PR #398, opened 2024-01-31
refactor: css rewrite link

melaniebmn:
# Summary | Résumé

CSS rewrite for the link component to add new CSS features like layers, etc.

Part of fix for https://github.com/cds-snc/design-gc-conception/issues/627

PR #731, opened 2025-01-14
fix(gcds-link): Display property to allow normal link wrap behaviour

ethanWallace:
# Summary | Résumé

While publishing new content for our site, I noticed our `gcds-link` component does not wrap around in paragraphs like a normal `<a>` tag. Update the reset style to `display: inline` to allow the `gcds-link` to wrap like a default HTML `a` tag.

## How to test

Using the paragraph below, observe how the `gcds-link` wraps around the page while changing the viewport size.

```
<p>GC Design System is a service that is owned and operated by the Canadian Digital Service (CDS) at <gcds-link href="https://www.canada.ca/en/employment-social-development.html" external>Employment and Social Development Canada (ESDC).</gcds-link> This service enables Canadian federal departments and agencies to build and design trusted, predictable and accessible web and application experiences.</p>
```

### DIFF
--- a/packages/web/src/components/gcds-link/gcds-link.css
+++ b/packages/web/src/components/gcds-link/gcds-link.css
@@ -2,7 +2,7 @@
 
 @layer reset {
   :host {
-    display: inline-block;
+    display: inline;
 
     slot {
       display: initial;


daine:
The only thing I can find is that we have already set it to the previous value in the [CSS rewrite](https://github.com/cds-snc/gcds-components/pull/398), so if there are any reasons it would most likely related to that @melaniebmn 🤔

daine (approved):
LGTM but @melaniebmn to verify (please wait for her approval as well)

~One thing I did notice, is that the font size seems to change a smaller viewports, just for the link component.~ Okay so I guess it's because the UF isn't up to date and is not updating my `<p>` font size!

melaniebmn (approved):
I can't find anything written down either of why we changed it. I guess we can change it back if we find something that breaks from this styling.

PR #746, opened 2025-02-06
fix: Remove gcds-fieldset dependancy from gcds-date-input

ethanWallace:
# Summary | Résumé

https://github.com/cds-snc/design-gc-conception/issues/1383

With upcoming changes for the `gcds-fieldset` component, remove the use of the component inside `gcds-date-input`'s shadow-dom and switch to native HTML fieldset.

Requires https://github.com/cds-snc/gcds-tokens/pull/392


melaniebmn (approved):
LGTM - tested in both languages and with different inputs.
☆ ☆ ☆
| Directions for this task |
From the line containing "Requires https://github.com/cds-snc/gcds-tokens/pull/392" through the closing line of the material above, return every line exactly and omit all others.

| Task response |
Requires https://github.com/cds-snc/gcds-tokens/pull/392


melaniebmn (approved):
LGTM - tested in both languages and with different inputs.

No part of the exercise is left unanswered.